Once on a private internet community a few years back we
discussed the origins of the townships in Lusaka, something I had forgotten
about until a friend asked me to write about it to commemorate the capital city’s
centenary this year.
Obviously, a number of other writers have written about some
of the names of some of the townships and residential areas such as John Laing,
John Howard, Kuku and others having been farms belonging to those people and
Kuku having been a cooks’ quarters. I will not talk about these names.
My interest is in the names of residential areas such as
Libala, Lilayi, Chilenje, Chainama and even Kabulonga that I will talk about. A
Soli friend of mine, now late, who hailed from Nyangwena in the Manyika area of
Chongwe explained these names to me over 20 years ago.
As people may know by now, Lusaaka was a Soli village
somewhere near where the National Assembly stands in the capital city. But
again, the name could have been derived from Lusakasa, the name given to one
primary school in the city. We will leave the origins of the name Lusaka here.
Starting with Libala, the Soli phrase, according to my
friend, is libala lya kame,
translated as my field. It may appear as if the Soli villagers had their maize
fields in the Libala area. It is not known how the name came to be used for the
township that was built there but one would imagine that when the fields were
being cleared, the people were crying libala
lya kame, libala lya kame (my field, my field)!
Libala Township stretches from near UTH on the western fringe
up to the eastern end of Arakan Barracks. The southern fringe keeps on
expanding beyond what was the Njanji Commuter railway line.
For Lilayi, very well known for its police training college
several kilometres south of the capital, it probably originated from the Soli
expression lilayi lisuba, the sun is
setting or what in most Zambian languages is one way of saying, euphemistically,
it’s getting late.
It is not clear how and why the people who built Lilayi
Training School adopted the name Lilayi but one would imagine that the local
Soli workers, at the end of the day, would say lilayi lisuba, pick up their tools and go back to their homes in the
surrounding villages.
Chilenje, as you might expect, was probably a village or settlement
in which Lenje was mostly spoken in an area of mostly Soli speakers. Lenje
language was probably more prominently spoken in the northern fringes of Lusaka
but having it spoken in what is now Chilenje was a bit unusual thereby
referring to the area by the language spoken there.

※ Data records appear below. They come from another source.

PR #1026, opened 2026-06-15
Fix stale connection handling in BaseServer.getConnection() and handleIncomingConnection()

elguardian:
getConnection(): when the locked path finds a connection in the conns map that is not connected (stale), remove and close it before creating a new one.

handleIncomingConnection(): when the "bigger address wins" logic would reject an incoming connection, first check if the existing connection is stale (last_access older than sock_conn_timeout). If stale, accept the incoming and replace the dead connection instead of rejecting. This prevents the infinite rejection loop where a node cannot rejoin the cluster because a peer holds a stale connection entry from a previous epoch.

### DIFF
--- a/src/org/jgroups/blocks/cs/BaseServer.java
+++ b/src/org/jgroups/blocks/cs/BaseServer.java
@@ -302,6 +302,10 @@ public abstract class BaseServer implements Closeable, ConnectionListener {
         try {
             if(connected(conn=conns.get(dest)))
                 return conn;
+            if(conn != null) {
+                conns.remove(dest);
+                Util.close(conn);
+            }
             conn=createConnection(dest);
             handleOutgoingConnection(dest, conn);
         }
@@ -365,8 +369,14 @@ public abstract class BaseServer implements Closeable, ConnectionListener {
         Lock lock=getLock(peer_addr);
         lock.lock();
         try {
-            boolean conn_exists=hasConnection(peer_addr),
+            Connection existing=conns.get(peer_addr);
+            boolean conn_exists=connected(existing),
               replace=conn_exists && local_addr.compareTo(peer_addr) < 0; // bigger conn wins
+
+            if(!replace && conn_exists && isStale(existing)) {
+                replace=true;
+                log.trace("%s: existing connection to %s is stale, replacing", local_addr, peer_addr);
+            }
 
             if(!conn_exists || replace) {
                 notifyConnectionEstablished(conn);
@@ -384,6 +394,14 @@ public abstract class BaseServer implements Closeable, ConnectionListener {
         }
         if(close_conn)
             Util.close(conn); // closing the connection outside the lock scope (might block if TLS)
+    }
+
+    public boolean isStale(Connection conn) {
+        if(conn == null)
+            return false;
+        long now=conn.getTimestamp();
+        long threshold=TimeUnit.NANOSECONDS.convert(sock_conn_timeout, TimeUnit.MILLISECONDS);
+        return now - conn.last_access > threshold;
     }
 
     public BaseServer addConnectionListener(ConnectionListener cl) {
--- a/tests/junit-functional/org/jgroups/tests/StaleConnectionTest.java
+++ b/tests/junit-functional/org/jgroups/tests/StaleConnectionTest.java
@@ -1,0 +1,86 @@
+package org.jgroups.tests;
+
+import org.jgroups.Global;
+import org.jgroups.blocks.cs.Connection;
+import org.jgroups.blocks.cs.TcpServer;
+import org.jgroups.stack.IpAddress;
+import org.jgroups.util.Util;
+import org.testng.annotations.AfterMethod;
+import org.testng.annotations.Test;
+
+import java.net.InetAddress;
+
+/**
+ * Tests for stale connection handling in BaseServer.
+ * <ul>
+ *   <li>Test 1: getConnection() cleans up a stale outgoing connection</li>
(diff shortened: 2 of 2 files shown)


belaban:
I'll look at this once we've resolved the conversation in #1024. But a quick glance shows that the fix won't work if connection reaping is disabled, because the timestamp in a connection will not be updated in this case. 

Also, if you have a time service enabled, whose interval is greater than `sock_conn_timeout`, the definition of stable will fail.

elguardian:
@belaban it does not try to solve the problem incoming / outoing conection logic as it was stated before that is a far too risky fix. This tries to get rid of some problems I am seeinng in the CI like this https://redhat.atlassian.net/browse/JGRP-3013 (which is the same problem over and over again- There are other test too)... it is more like a reacting thing. We can discuss how to reap the connection when certains things are not configured but I think this is safer approach.

This works (I did run during the weekend with no failures)... usually you reach a failure without touching the test in 3-4 hours more or less.

This issue is extremely difficutl to reproduce as it requires a connection rejected replacement in the node joining and an outoing conection from the coordinator.. so the joining node tries to reconnect indefenetly and the coordinator keeps rejecting because it has a good connection in its pool and the conflict connection resolution keeps working in favor of the coordiantor as its port win the race... so the joining node will never joing the cluster.

anyway let me know your thoughts.... I have a bunch of data and test regarding this problem.

belaban:
Your second but last paragraph: can we write a reproducer? E.g. we can inject addresses which always makes the joiner's address lower than the coordinator's, so that the coordinator always wins.

If you provide a more concise description of how this can be reproduced, I'll take a look at creating a reproducer. E.g. how can a connection in the client result in rejection etc.

I'm extremely hesitant to change code which works well, only to support a feature which tries to derive a perfect failure detector from connection management (which can be unreliable)...

belaban:
In your opinion, would the following reproduce the issue?
* A has port 1000 (local port to  connect to B is 1500), B 2000 (local port to connect to A is 2500)
* B sends a message to A, therefore has a connection B -> A
* A clears its connection table
* A sends a message to B, connects at 1500; this should be rejected by B

I'm writing a reproducer in ServerTests, trying to see if this fails.

belaban:
I can actually reproduce this but only if I remove a connection on the client side *without* closing it. I don't see how this could happen, as connections are always closed when removed...

elguardian:
@belaban you can check the logs in the jira I did post. the close gracefully during tons of times I think is signaling that. and that is the reason why sometimes the cluster times out no matter what you do. I have actually have a PR that consistently reproduce the issue in the CI.
https://ci.wildfly.org/buildConfiguration/WF_PullRequest_BootableJarLinuxJdk25/565911
https://github.com/wildfly/wildfly/pull/19428
If you retest this almost 95 % of the time fails. The test is simple restart ot the node.

belaban:
I don't have a team city login

elguardian:
@belaban you can log anonymously... the logs are attached here as well https://redhat.atlassian.net/browse/JGRP-3013

belaban:
@elguardian You mentioned a reproducer with a 95% quote. That's what I'm interested in, not logs. The logs don't tell me how this open-close ping pong game started..

src/org/jgroups/blocks/cs/BaseServer.java
```diff
@@ -386,6 +396,14 @@ public void handleIncomingConnection(Address peer_addr, Connection conn) throws
             Util.close(conn); // closing the connection outside the lock scope (might block if TLS)
     }
 
+    public boolean isStale(Connection conn) {
```
rhusar, line 399: If anything wrong encapsulation, this would be a method on a connection, not the BaseServer.

src/org/jgroups/blocks/cs/BaseServer.java
```diff
@@ -386,6 +396,14 @@ public void handleIncomingConnection(Address peer_addr, Connection conn) throws
...
+        if(conn == null)
+            return false;
+        long now=conn.getTimestamp();
+        long threshold=TimeUnit.NANOSECONDS.convert(sock_conn_timeout, TimeUnit.MILLISECONDS);
```
rhusar, line 403: This is conflating terms completely, sock_conn_timeout has completely different meaning and has nothing to do with connection 'freshness'.

rhusar, line 403: This defaults to 1 second – so this would be closing and opening a lot of connections, that makes no sense.

src/org/jgroups/blocks/cs/BaseServer.java
```diff
@@ -386,6 +396,14 @@ public void handleIncomingConnection(Address peer_addr, Connection conn) throws
...
+        return now - conn.last_access > threshold;
```
rhusar, line 404: Direct access to field... please no.

src/org/jgroups/blocks/cs/BaseServer.java
```diff
@@ -386,6 +396,14 @@ public void handleIncomingConnection(Address peer_addr, Connection conn) throws
...
+    }
```
rhusar, line 405: This implementation doesn't work, as org.jgroups.blocks.cs.Connection#updateLastAccessed is never updated by default org.jgroups.blocks.cs.BaseServer#conn_expire_time is zero.

rhusar (changes requested):
The impl is not correct – but in general, the whole idea of stale connection is not clear. Why would we ever do it? Why would we care the connection is open and unused for few seconds?

belaban:
I'm closing this PR as the fix is flawed, as Rado and I explained. If you manage to come up with a reproducer, I'm interested in fixing this.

The name Chainama has always been associated with the mental
hospital of that name to the east of Lusaka’s central business district. It has
also assumed connotations of madness or confusion. One would often hear terms
such as “you are chainamic!” to mean
you are confused.
In Soli, chena simply
means well like from a greeting muli
anchoni? with ndi chena ma or ta as the case maybe, ma for woman or mother and ta for man or father. Like most names
that have been distorted in the process, Chena
ma came out as Chainama. One would think that there must have been a revered
woman in the area whom everybody responded to as ndi chena ma—I’m well mother—upon her greeting. Simply put,
Chainama is a response to a greeting in the Soli language.
Have you ever wondered how the name Kabulonga, even
mispronounced with a strong b as in brewery, came about? Legend has it that there
lived in that area, a woman who was married to one Buloongo and she was
referred to as MukaBuloongo or
Buloongo’s wife.
As expected, the English colonial masters must have had
difficulties pronouncing the name MukaBuloongo and shortened it to Kabulonga
and the name has stuck to this day.
And still talking about names, Lusaka’s residential areas
that have English names also have local names which are rarely used if
acknowledged. Chelston, Rhodes Park,
Northmead, Olympia Park, Villa Elizabetha all have local names.
Chelston is Chakunkula, the name which a school in the area
is named after. The local name for Rhodes Park, named after imperialist entrepreneur
John Cecil Rhodes, is Maluba.
Northmead is Mutambe while Villa Elizabetha is Namununga.
Olympia Park is supposed to be Chiwalamabwe which is the equivalent of
mposamabwe or stone throwers which is a reference to Zambia’s freedom fighters.
It is probably symbolic that even the National Assembly building was built on
Manda Hill in Chiwalamabwe otherwise known as Olympia Park.